Midway through his four-year term, Santos surprised the Andean nation on Monday by announcing that doctors had discovered a cancerous growth. He said the disease had been caught in time and there was minimal risk.

"The surgery took place without problems whatsoever ... recovery is taking place now," Santos' urologist Felipe Gomez told reporters outside the Fundacion Santa Fe hospital in northern Bogota where the operation took place.

Gomez made the comments roughly five hours after Santos checked into the hospital.

"The time has come. Here I am going in. I'm optimistic. God willing, everything will be fine," Santos told reporters before the surgery.

Doctors said the tumor was extracted under local anesthesia and that it had not spread. They are expected to give another update on Santos' recovery later on Wednesday.

"What we saw during the procedure is in line with the studies that were carried out before the surgery. The president is now in his room in full possession of his faculties," said Adolfo Llinas, the hospital's medical director.

Santos' treatment will not require chemotherapy, Gomez has said, and the president will likely spend two to three days in the hospital, while a complete recovery will likely take up to three weeks.

He is not allowed to travel during his recovery, but will be able to carry out his official duties.

GOOD PROGNOSIS

The Harvard-educated economist, who took office two years ago, said earlier this week that he had a 97-percent chance of beating the disease.

Santos, a conservative whose policies have fueled economic growth in the country, is about to start peace talks with the Revolutionary Armed Forces of Colombia (FARC), whose Marxist-inspired insurgency killed tens of thousands in half a century.

A peace deal would help secure Santos a place in history and allow him to build on the economic and security advances that began under former President Alvaro Uribe a decade ago.

Colombia, a nation of about 46 million, has attracted record foreign direct investment over the last few years as a U.S.-backed military offensive against drug traffickers and FARC rebels improved business confidence.

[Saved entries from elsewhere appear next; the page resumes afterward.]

PR #250, opened 2026-08-17
fix: state the disk caching mode Vz must use, instead of taking its default

### LINKED ISSUE #247: Guest reads a directory block as zeroes and remounts read-only, while the image on disk is intact
## What happened

A long-lived sandbox took `EXT4-fs error` on two independent block devices within one uptime, remounted both read-only, and eventually wedged. Every write in the guest then failed — the first symptom I saw was an agent unable to write `/tmp`, which is not its own mount but part of the overlay root.

The devices are fine. I stopped everything and ran `e2fsck -fn` against the images from the host: **all of them pass with no errors, including both devices the guest declared corrupt.** So the blocks the guest read as zeroes are intact on disk, and the fault is in the read path rather than in the store.

The reported corruption is always a directory block that reads as entirely zero — `rec_len=0, inode=0, offset=0, size=4096` — and it is always detected in `ext4_readdir`, never on a write. That is the shape of a buffer left zero-filled because a read did not populate it and the failure was not propagated.

Four details that seem to matter:

- **Two devices, one uptime.** `vde` (a named volume at `/opt/target`) failed first, then `vda` (the run's overlay upper) about six minutes later. A third volume, `vdc` at `/root/dev`, was clean and writable when I first probed and had gained `emergency_ro` roughly ten minutes later. This spreads while the box is up — it is not a boot or shutdown artifact.
- **Journalling is not the discriminator.** `vda` is journalled (`ordered data mode`) and failed anyway, alongside non-journalled volumes. I initially suspected the non-journalled volumes were the vulnerable ones; that does not survive the evidence.
- **The churn-heaviest directory went first.** `/opt/target/debug/.fingerprint` — thousands of small files, constant `readdir`, and the most traffic into sparse regions of the image.
- **Single writer.** Only `com.apple.Virtualization.VirtualMachine.xpc` held the images open, so this is not concurrent access.

Not a space problem: the guest had `/` at 4%, `/opt/target` at 40%, `/root/dev` at 64%, and the host had 77 GiB free. The images are sparse (10 GiB apparent, 6.4 GiB allocated for the busiest one), which is why I suspect the sparse read path specifically.

I also checked and ruled out macOS reclaiming purgeable space from `~/Library/Caches`, where the volume store lives: no purge or APFS-pressure events in the host log for the window, and no purgeable xattr on the images.

## Steps to reproduce

I have not reduced this to a minimal case — it emerged from ordinary use over ~45 minutes of uptime. What the workload was doing:

1. Run a long-lived sandbox with named volumes attached, one of them holding a Cargo target directory (`CARGO_TARGET_DIR` pointed at a volume mount).
2. Drive sustained small-file churn there — Cargo rebuilds, which rewrite `target/debug/.fingerprint` constantly.
3. Wait. The first `EXT4-fs error` arrived ~15 minutes in, on the volume carrying the target directory.
4. Once the overlay upper takes the same error, every write in the guest fails and the box becomes unusable.

Happy to try a narrower reproduction if it would help — a loop creating and deleting many small files in one directory on a volume seems like the place to start.

## Expected behavior

A read that cannot be satisfied should surface as an I/O error, not as a silently zero-filled buffer. ext4 is behaving correctly given what it was handed; it validated a directory block, found zeroes, and did the safe thing. The bug is that it was handed zeroes for a block that exists on disk.

## Environment

- OS and hardware: macOS 26.6.1, arm64, 14 cores, 48 GiB
- `lns --version`: lns 0.18.0 (built from 42c5f110, 2026-08-14)
- microVM runtime (Vz / KVM): Vz
- Workload (image or command): `docker.io/library/buildpack-deps:bookworm`, running a terminal multiplexer with coding agents inside; four named volumes plus one virtiofs bind; `user: root`; resources 80% of host cores and RAM

## Logs / output

Guest kernel log — the two failures, six minutes apart:

```
[  940.218035] EXT4-fs error (device vde): ext4_readdir:262: inode #114692: block 461312: comm ls:
  path /opt/target/debug/.fingerprint: bad entry in directory: rec_len is smaller than minimal -
  offset=0, inode=0, rec_len=0, size=4096 fake=0
[  940.225247] EXT4-fs (vde): Remounting filesystem read-only
[ 1281.049993] EXT4-fs error (device vda): ext4_readdir:262: inode #368745: block 1475106: comm Bun Pool 4:
  path (unknown): bad entry in directory: rec_len is smaller than minimal -
  offset=0, inode=0, rec_len=0, size=4096 fake=0
[ 1281.057616] EXT4-fs (vda): Remounting filesystem read-only
```

Mount state afterwards — note `emergency_ro` on two volumes, and that the overlay still advertises `rw` while every path on it rejects writes:

```
overlay / overlay rw,relatime,lowerdir=/composefs-meta::/content,upperdir=/mnt/upper/upper,workdir=/mnt/upper/work,uuid=on 0 0
/dev/vdc /root/dev ext4 rw,nosuid,nodev,relatime,errors=remount-ro,emergency_ro 0 0
/dev/vdd /opt/lns ext4 rw,nosuid,nodev,relatime,errors=remount-ro 0 0
/dev/vde /opt/target ext4 rw,nosuid,nodev,relatime,errors=remount-ro,emergency_ro 0 0
/dev/vdf /root/.config/herdr ext4 rw,nosuid,nodev,relatime,errors=remount-ro 0 0
lns-bind-0 /root/.claude virtiofs rw,nosuid,nodev,relatime 0 0
tmpfs /run tmpfs rw,nosuid,nodev,relatime,size=65536k,mode=755 0 0
```

Write probes in the guest, showing the whole overlay root is gone and only the tmpfs survives:

```
/tmp         cannot touch '/tmp/.probe': Read-only file system
/var/tmp     cannot touch '/var/tmp/.probe': Read-only file system
/root        cannot touch '/root/.probe': Read-only file system
/etc         cannot touch '/etc/.probe': Read-only file system
/usr/local   cannot touch '/usr/local/.probe': Read-only file system
/run         WRITABLE
```

Host-side `e2fsck -fn` (e2fsprogs 1.47.4) with the service stopped and nothing holding the images — this is the part that points at the read path:

```
════════ lns-dev-work (vdc — took emergency_ro) ════════
Pass 1: Checking inodes, blocks, and sizes
Pass 2: Checking directory structure
Pass 3: Checking directory connectivity
Pass 4: Checking reference counts
Pass 5: Checking group summary information
lns-vol: 99433/655360 files (0.3% non-contiguous), 1685282/2621440 blocks

════════ lns-dev-target (vde — first to fail) ════════
… Pass 1–5 clean …
lns-vol: 10488/655360 files (2.0% non-contiguous), 1066204/2621440 blocks

════════ upper.img (vda — second to fail) ════════
Warning: skipping journal recovery because doing a read-only filesystem check.
… Pass 1–5 clean …
lns-upper: 14790/655360 files (0.1% non-contiguous), 140291/2621440 blocks
```

No errors on any image. The only findings anywhere were stale free-block and free-inode counts on the two journalled images, which is the expected appearance of a journalled filesystem taken down uncleanly and read without replaying its journal.

Secondary observation, probably a consequence rather than a cause: while the box was in this state the VM process sat at ~300% CPU with nothing being asked of it, which is consistent with processes retry-looping against the read-only root. `lns-service` itself was at 0.0%. One of the two errors names `Bun Pool 4`, a thread from an agent runtime, so the reads that trip this are ordinary workload activity rather than anything exotic.

jansav:
Fixes #247.

## The bug

A long-lived sandbox takes `EXT4-fs error` on its block devices and remounts read-only, while `e2fsck -fn` against the same images on the host passes clean. Two signatures, both read-side:

```
EXT4-fs error (device vde): ext4_lookup:1789: inode #114691: comm cargo:
  deleted inode referenced: 164044
EXT4-fs error (device vdc): ext4_readdir:262: inode #246521: block 1011775:
  comm gix::dirwalk::i: bad entry in directory: rec_len is smaller than minimal -
  offset=0, inode=0, rec_len=0, size=4096 fake=0
```

One is a stale read, the other an all-zero directory block.

## Cause

Every disk was attached with `initWithURL:readOnly:error:`, which leaves `cachingMode` at `.automatic`. On local storage `.automatic` selects **uncached** host I/O, and an uncached read races APFS delayed writeback into a sparse hole: it sees the on-disk state, which is the old content, or zeroes where the hole was never written. Our images are hand-built sparse ext4 (10 GiB apparent, `write_ext4` writes metadata only), so every unwritten data block is an APFS hole.

That single mechanism produces both signatures — zeroes where the page had never been written, stale content where it had.

UTM shipped `cachingMode: .cached` for the same class of symptom in [utmapp/UTM#5919](https://github.com/utmapp/UTM/pull/5919).

## The change

- New `crates/lns-service/src/vm/vz/attachment.rs` — `policy(DiskRole) -> AttachmentPolicy`, returning `.cached`, `.full`, and the per-role `read_only` flag. Host-tested at 100%.
- `ffi.rs` collapses its three attachment sites into one `disk_attachment(url, role)` helper on the 5-arg initializer. The FFI wall keeps the call; the decision moved out of it.
- `synchronizationMode: .full` is **unchanged behaviour** — Apple documents `.full` as the 3-arg initializer's default. It is now explicit and pinned by a test, so guest journal barriers stay backed by `F_FULLFSYNC`.
- Uniform across all three roles. The read-only composefs descriptor is host-written just before boot, so its pages can sit in pending writeback and race the same way.
- The `ffi.rs` coverage IGNORES reason now names where the policy is tested.

macOS-only path; `vm/vz.rs` is `#[cfg(target_os = "macos")]`, so nothing changes for Cloud Hypervisor or CI's Linux coverage run.

## Tests

Written first, and failed for the stated reason before the fix:

```
assertion left != right failed: UpperRw must state a caching mode; .automatic
picks uncached host I/O, which serves stale-or-zero reads from a sparse image
```

Three Layer 3 tests pin caching, durability, and the read-only flag per role. Review caught that the descriptor's mode was not pinned — a regression to `.uncached` would have passed — so the caching test now covers all three roles. Mutation-proved: flipping `policy()` to `.uncached` fails it, `.cached` passes.

`make lint`, `make complexity`, `make coverage` all exit 0. Coverage: `crates/lns-service/src/vm/vz/attachment.rs: 100.00% (12/12)` — no IGNORES entry.

## Validation

Draft because the evidence is upstream precedent plus mechanism, not a local repro.

Two directed synthetic attempts failed to reproduce (details in the [issue comment](https://github.com/lensapp/lens-sandbox/issues/247#issuecomment-5315360946)): forced `readdir` through `drop_caches`, then paced hole-filling with writeback deliberately in flight. Both clean for their full windows. Real `cargo build` reproduces where a file-creation loop does not, most likely because rustc reads its metadata through `mmap` — a different read path — and churns directory blocks far harder via rename and hardlink traffic.

So validation is a soak on the fixed build. The sharpest signal is the overlay upper: `upper.img` is created fresh per run and is therefore 100% holes, which is why one reproduction landed about a minute after a restart. Each `lns run` is one trial in the worst-case window. Note that an already-filled volume is a weak test — its hole surface is spent, so it faults less regardless of this change.

Ready to un-draft once the soak has run.


jansav:
Soak result: no recurrence since switching the devbox to this branch. Marking ready for review.

What that does and does not establish, so the next reader can judge it:

- **The overlay upper is the meaningful evidence.** `upper.img` is created fresh per run and is therefore 100% holes, which is the worst case for this fault — one reproduction landed about a minute after a restart, writing to `/tmp`. Every `lns run` since has been a trial in that window, and none faulted.
- **The named volumes are not evidence.** Their hole surface was already largely consumed before the fix, so they would fault less regardless of this change.
- **This cannot distinguish "fixed" from "much rarer".** The pre-fix failures were 35 minutes and ~1 minute into a session, so a clean stretch of ordinary development is a real signal, but it is not a proof. A fresh-volume soak would sharpen it.

The `.cached` reasoning stands on the mechanism plus [utmapp/UTM#5919](https://github.com/utmapp/UTM/pull/5919); the soak is confirmation, not the argument.

chenhunghan (approved):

"Thanks to the (Patron Saint) of Miracles for the operation's result. Today more than ever we need the President," Vice President Angelino Garzon, who battled his own illness earlier this year, said via Twitter.

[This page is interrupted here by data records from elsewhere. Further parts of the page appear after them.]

PR #251, opened 2026-08-17
feat!: let a fileset travel inside the document that declares it

jansav:
A fileset was its own publishable artifact: `lns push` packed each `spec.filesets[].path` directory into a `kind: fileset` artifact, uploaded it beside the sandbox, and rewrote the entry to a digest-pinned `ref`.

`docs/sandbox-spec.md` decided otherwise, and already said so: §3.1.11 states a fileset is **not a separate artifact**, §6 packs a `path` into a layer of the artifact the document configures, and §7's kind table names only `sandbox`, `connector` and `mixin`. This closes that divergence. Files and the declaration that mounts them now share one digest, so a consumer approves them together. The specification is untouched.

## What changed

- **`lns-artifact`** — deleted `Kind::FileSet`, `spec::FileSet`, `parse_fileset`, `build_fileset`, the `vnd.lens.fileset.*` media types, the `filesets[].ref` field, and the `lens.dev/v1alpha1` config parser that existed only to read a fileset config. `build_artifact(doc, path_filesets)` packs one deterministic tar layer per `path` entry in declaration order and refuses a layer count that disagrees with the document.
- **`lns-cli`** — `push` packs into the one artifact; `Producer::push_prebuilt` is gone. The entry publishes as written, keeping its `path`.
- **`lns-service`** — a pulled document's `path` fileset materializes from the layer of the artifact that shipped it; a local definition's or a directory mixin's is read from disk. Filesets still work through mixins exactly as before.

## Where the provenance went

Removing `ref` means a merged document no longer records *which* document shipped each fileset. The merge now records each surviving `path` entry's origin — source label plus layer index — and it travels beside the merged bytes as `lns_ipc::FilesetOrigin`, for the same reason `contributions` does. This is an IPC field, not a new field in the `lns.yaml` format.

Routing is fail-closed: only a digest-pinned origin is fetched. Every other label — the decisions file's own name, a directory mixin's path, a floating tag, a truncated digest — names a document on this machine and is read from disk. `pull_fileset_layer` additionally refuses an unpinned source before it touches the registry.

## Verification

`make lint`, `make complexity` and `make coverage` pass; every file in the diff is at 100% and no IGNORES entry was added. 407/407 lns-cli and 229/229 lns-service Layer 2 scenarios pass, plus 2189 lns-service and 232 lns-artifact unit tests.

Two caveats for reviewers:

- **`make e2e` has not been run** — it needs real binaries and a live registry. The Layer 1 features and steps are updated and compile, but CI's e2e job is their first real execution.
- The local test host runs as uid 0 with no network, so 32 tests in modules this branch does not touch (`update`, `kernel`, `composefs`, `content_store`, `host_bind`, `supervisor/adapter`, lns-init `mount`, `coverage-strip-ast`) fail there and account for the only coverage-gate FAILs. They assert permission and network failures that do not occur as root. CI should be the arbiter.

## Breaking

`spec.filesets[].ref` is removed and no fileset publishes as an artifact of its own. Re-push any sandbox or mixin that declared a fileset by `ref`.


jansav:
Closing in favour of #249, which makes the same specification change and is the more complete of the two.

- #249 is green on every gate, including `make e2e`. This branch fails it: the two scenarios flagged as unrun in the description do fail, because a push still publishes a repository beside the sandbox for a fileset sandbox and an inline sandbox.
- #249 also removes the top-level `mount` key, verifies the pulled blob digest against the manifest, and refuses a `path` entry that has no layer behind it.

Two ideas from this branch are worth carrying over to #249: plain tar layers instead of a new `flate2` dependency, and the fail-closed rule that fetches only a digest-pinned origin and reads every other label from disk.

Santos joined several other Latin American leaders who have battled cancer in recent years.

Venezuela's Hugo Chavez, who seeks re-election on Sunday, has undergone three operations for tumors since mid-2011.

Former Brazilian President Luiz Inacio Lula da Silva was successfully treated for a throat tumor earlier this year and his successor, President Vilma Rousseff, was treated for lymphoma cancer in 2009.